[Collected data entries]
──────────────────────────────

PR #1688, opened 2021-09-10
Upgrade build to gradle 7.2

### LINKED ISSUE #1687: Upgrade to gradle 7.x
Currently the project is using gradle 6 for build.
We should migrate to newer gradle 7.x to stay up to date.

amuraru:
Fixes #1687


build.gradle
```diff
@@ -237,38 +237,40 @@ project(':cruise-control') {
...
+    implementation "org.apache.kafka:kafka_$scalaBinaryVersion:$kafkaVersion"
+    implementation "org.apache.kafka:kafka-clients:$kafkaVersion"
+    implementation "org.scala-lang:scala-library:$scalaVersion"
+    implementation 'org.apache.commons:commons-math3:3.6.1'
+    implementation 'org.apache.httpcomponents:httpclient:4.5.13'
+    implementation 'commons-codec:commons-codec:1.15'
+    implementation 'com.google.code.gson:gson:2.8.8'
+    implementation "org.eclipse.jetty:jetty-server:${jettyVersion}"
+    implementation "org.eclipse.jetty:jetty-servlet:${jettyVersion}"
+    implementation "org.eclipse.jetty:jetty-security:${jettyVersion}"
```
efeg, line 256: It is interesting that we lost these dependencies after a Gradle version bump.

Do we actually need to add `implementation "org.eclipse.jetty:jetty-security:${jettyVersion}"` as `jetty-security` is already pulled by `jetty-servlet`?

build.gradle
```diff
@@ -97,7 +97,7 @@ subprojects {
   checkstyle {
     toolVersion = '8.45.1'
     ignoreFailures = false
-    configDir = file("$rootDir/checkstyle")
+    configDirectory = file("$rootDir/checkstyle")
```
efeg, line 100: Should we update the following?
```
//wrapper generation task
wrapper {
  gradleVersion = '6.9'
  distributionType = Wrapper.DistributionType.ALL
}
```

to 
```
//wrapper generation task
wrapper {
  gradleVersion = '7.2'
  distributionType = Wrapper.DistributionType.ALL
}
```

gradle/wrapper/gradle-wrapper.properties
```diff
@@ -1,5 +1,5 @@
 distributionBase=GRADLE_USER_HOME
 distributionPath=wrapper/dists
-distributionUrl=https\://services.gradle.org/distributions/gradle-6.9-all.zip
+distributionUrl=https\://services.gradle.org/distributions/gradle-7.2-all.zip
```
efeg, line 3: Should we update the `minimumVersion` in `settings.gradle`? (some changes in `7.2` seem backwards incompatible)

```
def minimumVersion = GradleVersion.version("3.5")
if (gradleVer < minimumVersion) {
  throw new GradleScriptException("this build cannot be run with gradle < " + minimumVersion + ". current detection version is " +
      gradleVer + ". use newer gradle or (better yet) use the wrapper", null)
}
```

efeg (commented):

build.gradle
amuraru: missed that - thanks for spotting it

build.gradle
amuraru: > It is interesting that we lost these dependencies after a Gradle version bump.

Good point, debugged further and replaced `compile` with `api` instead of `implementation` to inherit depedencies from core and metrics sub-projects

gradle/wrapper/gradle-wrapper.properties
amuraru: Done

efeg (approved):

build.gradle
efeg: Thanks for making the migration using the the equivalent of the deprecated `compile` (i.e. `api`)! This is definitely cleaner for the migration purposes.

I read a little bit about the distinction between `implementation` and `api`. Maybe in the future we can revisit this part to explore the feasibility of using `implementation`, which claims to provide faster builds and prevent leaking the internal implementation.

amuraru: I agree - I did the same and while for the cruise-control-core and cruise-control-metrics-reporter it does makes sense to define them as `api` dependencies as they are more like libraries for the main project - it;s worth discussing if other should be defined using api or implementation.
There may be integration out there that use cruise-control as a library dep and in that case it makes sense to keep the transitive libraries

PR #1693, opened 2021-09-11
Remove initial size parameter for new HashMap()

### LINKED ISSUE #1692: We should not specify initial size when creating new HashMap
Most of our initial size does not consider load factor, causing confusion for users when reading the code.
We should use default as much as possible.

See https://stackoverflow.com/a/565255

zornhsu:
This PR resolves #1692.


efeg (approved):
Thanks for the PR!

PR #1698, opened 2021-09-20
Clarify the exception message in ReplicaCapacityGoal

### LINKED ISSUE #1697: Clarify the exception message in ReplicaCapacityGoal
When `ReplicaCapacityGoal` fails to bring the number of replicas at each broker under the configured maximum limit, it throws an exception as the following:
```
Replica count in broker XXX exceeds the maximum allowed number of replicas per broker: YYY
```

In the above exception message, `YYY` indicates the configured limit and `XXX` indicates the number of replicas on a broker after optimizing higher priority goals, but before being able to fully optimize `ReplicaCapacityGoal`. However, the value presented in `XXX` gives the impression that it is a broker id.

We should clarify the exception message to avoid confusion.

efeg:
This PR resolves #1697.


zornhsu (approved):
LGTM. Thanks for the patch, Efe!

PR #1703, opened 2021-09-23
Add ZK TLS support with properties file and modify broker failure detection

### LINKED ISSUE #1702: ZK TLS support with properties file
#1323 - related issue

Cruise Control is able to connect to Zookeeper with TLS when ZK configs are coming from "-D" system environment variables but cannot connect to ZK if the configs are coming from the "properties" file.

The BrokerFailureDetector class creates two different ZkClient in the current CC version (kafka and 101tec). 101tec client is only used to detect broker failures, but KafkaZkClient applied every other part of the source code. Unfortunately 101tec:zkclient not able to handle ZK TLS when configs are coming from the "properties" file, so this dependency has to be eliminated. This could happen with the refactor of the BrokerFailureDetector to use the already existing KafkaZkClient to be able to detect failures.

The tasks are the following:
- Modify broker failure detection to work with KafkaZkClient instead of 101tec:zkclient
- Remove 101tec:zkclient dependency from the project.

egyedt:
This PR resolves #1702.

### DIFF
--- a/cruise-control/src/main/java/com/linkedin/kafka/cruisecontrol/detector/BrokerFailureDetector.java
+++ b/cruise-control/src/main/java/com/linkedin/kafka/cruisecontrol/detector/BrokerFailureDetector.java
@@ -7,6 +7,7 @@ package com.linkedin.kafka.cruisecontrol.detector;
 import com.linkedin.cruisecontrol.detector.Anomaly;
 import com.linkedin.kafka.cruisecontrol.KafkaCruiseControl;
 import com.linkedin.kafka.cruisecontrol.KafkaCruiseControlUtils;
+import com.linkedin.kafka.cruisecontrol.common.KafkaCruiseControlThreadFactory;
 import com.linkedin.kafka.cruisecontrol.config.KafkaCruiseControlConfig;
 import com.linkedin.kafka.cruisecontrol.config.ZKConfigUtils;
 import com.linkedin.kafka.cruisecontrol.config.constants.AnomalyDetectorConfig;
@@ -69,7 +70,7 @@ public class BrokerFailureDetector extends AbstractAnomalyDetector {
     _failedBrokersFile = new File(config.getString(AnomalyDetectorConfig.FAILED_BROKERS_FILE_PATH_CONFIG));
     _fixableFailedBrokerCountThreshold = config.getShort(AnomalyDetectorConfig.FIXABLE_FAILED_BROKER_COUNT_THRESHOLD_CONFIG);
     _fixableFailedBrokerPercentageThreshold = config.getDouble(AnomalyDetectorConfig.FIXABLE_FAILED_BROKER_PERCENTAGE_THRESHOLD_CONFIG);
-    _detectionExecutor = Executors.newSingleThreadExecutor();
+    _detectionExecutor = Executors.newSingleThreadScheduledExecutor(new KafkaCruiseControlThreadFactory("BrokerFailureDetectorExecutor"));
   }
 
   /**
@@ -87,7 +88,7 @@ public class BrokerFailureDetector extends AbstractAnomalyDetector {
     // Detect broker failures.
     detectBrokerFailures(false);
     // Register ZNodeChildChangeHandler to ZK.
-    _kafkaZkClient.registerZNodeChildChangeHandler(new BrokerFailureHandler(BrokerIdsZNode.path()));
+    _kafkaZkClient.registerZNodeChildChangeHandler(new BrokerFailureHandler());
     _kafkaZkClient.getChildren(BrokerIdsZNode.path());
   }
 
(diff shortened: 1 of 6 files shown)


egyedt:
@efeg 
Could you please review it?

efeg:
@egyedt Thanks for the PR!
I will review it this week.

cruise-control/src/main/java/com/linkedin/kafka/cruisecontrol/detector/BrokerFailureDetector.java
```diff
@@ -55,35 +51,44 @@
...
-    ZkConnection zkConnection = new ZkConnection(zkUrl, ZK_SESSION_TIMEOUT);
     ZKClientConfig zkClientConfig = ZKConfigUtils.zkClientConfigFromKafkaConfig(config);
-    _zkClient = new ZkClient(zkConnection, ZK_CONNECTION_TIMEOUT, new ZkStringSerializer());
     _kafkaZkClient = KafkaCruiseControlUtils.createKafkaZkClient(zkUrl, ZK_BROKER_FAILURE_METRIC_GROUP, ZK_BROKER_FAILURE_METRIC_TYPE,
                                                                  zkSecurityEnabled, zkClientConfig);
     _failedBrokers = new HashMap<>();
     _failedBrokersFile = new File(config.getString(AnomalyDetectorConfig.FAILED_BROKERS_FILE_PATH_CONFIG));
     _fixableFailedBrokerCountThreshold = config.getShort(AnomalyDetectorConfig.FIXABLE_FAILED_BROKER_COUNT_THRESHOLD_CONFIG);
     _fixableFailedBrokerPercentageThreshold = config.getDouble(AnomalyDetectorConfig.FIXABLE_FAILED_BROKER_PERCENTAGE_THRESHOLD_CONFIG);
+    _detectionExecutor = Executors.newSingleThreadExecutor();
```
efeg, line 72: Can we pass the CC factory to use when creating the new thread?

```
_detectionExecutor = Executors.newSingleThreadScheduledExecutor(new KafkaCruiseControlThreadFactory("BrokerFailureDetectorExecutor"));
```

cruise-control/src/main/java/com/linkedin/kafka/cruisecontrol/detector/BrokerFailureDetector.java
```diff
@@ -113,7 +118,15 @@ synchronized void detectBrokerFailures(boolean skipReportingIfNotUpdated) {
   }
 
   void shutdown() {
-    _zkClient.close();
+    _detectionExecutor.shutdown();
```
efeg, line 121: Should we call `_kafkaZkClient.unregisterZNodeChildChangeHandler` with `BrokerIdsZNode.path()` during shutdown?

cruise-control/src/main/java/com/linkedin/kafka/cruisecontrol/detector/BrokerFailureDetector.java
```diff
@@ -113,7 +118,15 @@ synchronized void detectBrokerFailures(boolean skipReportingIfNotUpdated) {
...
+    try {
+      _detectionExecutor.awaitTermination(2, TimeUnit.MINUTES);
```
efeg, line 123: Nit: `2 minutes` might be a little long for the timeout. Would it be possible to limit this to 30 seconds? If we are already shutting down CC, would it be ok to await for a shorter time to detect potential broker failures?

cruise-control/src/main/java/com/linkedin/kafka/cruisecontrol/detector/BrokerFailureDetector.java
```diff
@@ -113,7 +118,15 @@ synchronized void detectBrokerFailures(boolean skipReportingIfNotUpdated) {
...
+    } catch (InterruptedException e) {
+      LOG.warn("Unable to shut down BrokerFailureDetector narmally, the active detection may be terminated.", e);
```
efeg, line 125: Typo: 
1. `narmally` -> `normally`
2. `shut down` -> `shutdown`

cruise-control/src/main/java/com/linkedin/kafka/cruisecontrol/detector/BrokerFailureDetector.java
```diff
@@ -223,31 +236,27 @@ private void reportBrokerFailures() {
...
-  private class BrokerFailureListener implements IZkChildListener {
+  private final class BrokerFailureHandler implements ZNodeChildChangeHandler {
 
-    @Override
-    public void handleChildChange(String parentPath, List<String> currentChildren) {
-      // Ensure that broker failures are not reported if there are no updates in already known failed brokers.
-      // Anomaly Detector guarantees that a broker failure detection will not be lost. Skipping reporting if not updated
-      // ensures that the broker failure detector will not report superfluous broker failures due to flaky zNode.
-      detectBrokerFailures(currentChildren.stream().map(Integer::parseInt).collect(toSet()), true);
+    private String _path;
```
efeg, line 243: Nit: Can we make this `final`? Alternatively, maybe we can drop this variable and make `path()` always return `BrokerIdsZNode.path()`.

cruise-control/src/test/java/com/linkedin/kafka/cruisecontrol/detector/BrokerFailureDetectorTest.java
```diff
@@ -97,6 +97,13 @@ public void testFailureDetection() throws Exception {
       assertTrue(detector.failedBrokers().isEmpty());
       failedBrokerListString = detector.loadPersistedFailedBrokerList();
       assertTrue(failedBrokerListString.isEmpty());
+      // Kill the 2nd broker after 15 sec
+      Thread.sleep(15000);
```
efeg, line 101: This sleep seems redundant and costly -- can we drop this?

efeg (changes requested):

egyedt:
@efeg 
Thank you for your suggestions. I update the branch with a new commit where I fixed what you mentioned.

cruise-control/src/main/java/com/linkedin/kafka/cruisecontrol/detector/BrokerFailureDetector.java
egyedt: In my opinion, what you suggest is more clearer than the current solution so I will add the unregister call to the source code.

efeg (approved):
Thanks for the updates - LGTM!

PR #1711, opened 2021-10-09
Add basic provisioner implementation for brokers.

### LINKED ISSUE #1710: Add basic provisioner implementation for brokers
Cruise Control has support for pluggable provisioners to add / remove resources to / from the cluster (see https://github.com/linkedin/cruise-control/pull/1494)

In addition to the automated provision recommendations created and submitted by the anomaly detector (i.e. if enabled to do so), a recent PR made it possible to submit provision requests using a new `rightsizing` endpoint (see https://github.com/linkedin/cruise-control/pull/1646).

The current default concrete implementation for the Provisioner interface, i.e. `PartitionProvisioner`, support only the addition of partition, but not brokers.

We should expand the support of the default provisioner to also support broker addition / removal to / from the cluster in addition to the existing partition increase support. The partition increase related logic should still remain platform-agnostic. 
Broker addition / removal related logic should be pluggable -- i.e. users should be able to override one method in their provisioner (e.g. method to override can be `BasicBrokerProvisioner#addOrRemoveBrokers(ProvisionRecommendation)`) and update a single config (e.g. the config could be called `broker.provisioner.class`) to use their platform-specific broker provisioner logic.

efeg:
This PR resolves #1710.


bachmanity1:
Hi @efeg @zornhsu 

I have a question regarding broker removal. In the `addOrRemoveBrokers` method when we want to remove a broker should we first run `RemoveBrokersRunnable` or is it already handled and we just need to tell the platform to remove the node on which broker is running?

PR #1720, opened 2021-10-25
Apply reconnect.backoff.ms configs to all contexts

### LINKED ISSUE #1694: IAM MSK support
Support for https://docs.aws.amazon.com/msk/latest/developerguide/iam-access-control.html

liko9:
Add line to use reconnect.backoff.ms when specified, without this line it is not being applied to the Admin Client which can prevent connections to a busy cluster

This PR resolves #1694 .


efeg (approved):
@liko9 Thanks for the contribution!

PR #1732, opened 2021-11-17
Add a ReplicaMovementStrategy that prioritizes OneAboveMinISR partitions with offline replicas

### LINKED ISSUE #1731: Add a ReplicaMovementStrategy that prioritizes OneAboveMinISR partitions with offline replicas
**Background**: During a recent issue, we had a broker which was detected with a hardware failure. We started removing the broker proactively, even though it serves traffic normally, and the cluster is healthy with no URP. 
Before the removal was completed, another broker dropped dead. Now we want to recover the URP first from the dead broker, while we remove both brokers.
Yet, this topic is set with replication-factor = 3, minISR = 1. With in-sync-replica = 2, this URP is OneAboveMinISR instead of (At/Under)minISR. Hence, CC does not prioritize fixing this URP with existing #1559.

zornhsu:
This PR resolves #1731.


cruise-control/src/main/java/com/linkedin/kafka/cruisecontrol/executor/strategy/PrioritizeOneAboveMinIsrWithOfflineReplicasStrategy.java
```diff
@@ -0,0 +1,62 @@
...
+import java.util.Set;
+import java.util.TreeSet;
+
+
+/**
+ * The strategy, which tries to move replicas of OneAboveMinISR partitions with offline replicas.
+ * When multiple brokers are offline, OneAboveMinISR partitions are at a higher risk than partitions with no offline replicas.
+ * This strategy aims to help fixing such partitions faster.
+ * When using this strategy, always chain it after {@link PrioritizeMinIsrWithOfflineReplicasStrategy},
+ * which aims to help fixing higher risk (At/Under)MinISR.
```
efeg, line 21: Nit: `always chain` -> `it is recommended to chain`
Because if, for some reason, users want to use this strategy w/o chaining it, CC still supports it.

docs/wiki/User Guide/Configurations.md
```diff
@@ -137,7 +137,7 @@ The following configurations are inherited from the open source Kafka client con
...
+| replica.movement.strategies                                       | List    | N         | [com.linkedin.kafka.cruisecontrol.executor.strategy.PostponeUrpReplicaMovementStrategy, com.linkedin.kafka.cruisecontrol.executor.strategy.PrioritizeLargeReplicaMovementStrategy, com.linkedin.kafka.cruisecontrol.executor.strategy.PrioritizeSmallReplicaMovementStrategy, com.linkedin.kafka.cruisecontrol.executor.strategy.PrioritizeMinIsrWithOfflineReplicasStrategy, com.linkedin.kafka.cruisecontrol.executor.strategy.PrioritizeOneAboveMinIsrWithOfflineReplicasStrategy, com.linkedin.kafka.cruisecontrol.executor.strategy.BaseReplicaMovementStrategy]   | A list of supported strategies used to determine execution order for generated partition movement tasks.                                                                                                                                                               |
```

──────────────────────────────

» WORK INSTRUCTIONS:
Look above for the line holding "In the above" and the line holding "#1323 - related issue". Retype both, and every line between them, word for word and nothing else.

» THE ANSWER:
In the above exception message, `YYY` indicates the configured limit and `XXX` indicates the number of replicas on a broker after optimizing higher priority goals, but before being able to fully optimize `ReplicaCapacityGoal`. However, the value presented in `XXX` gives the impression that it is a broker id.

We should clarify the exception message to avoid confusion.

efeg:
This PR resolves #1697.


zornhsu (approved):
LGTM. Thanks for the patch, Efe!

PR #1703, opened 2021-09-23
Add ZK TLS support with properties file and modify broker failure detection

### LINKED ISSUE #1702: ZK TLS support with properties file
#1323 - related issue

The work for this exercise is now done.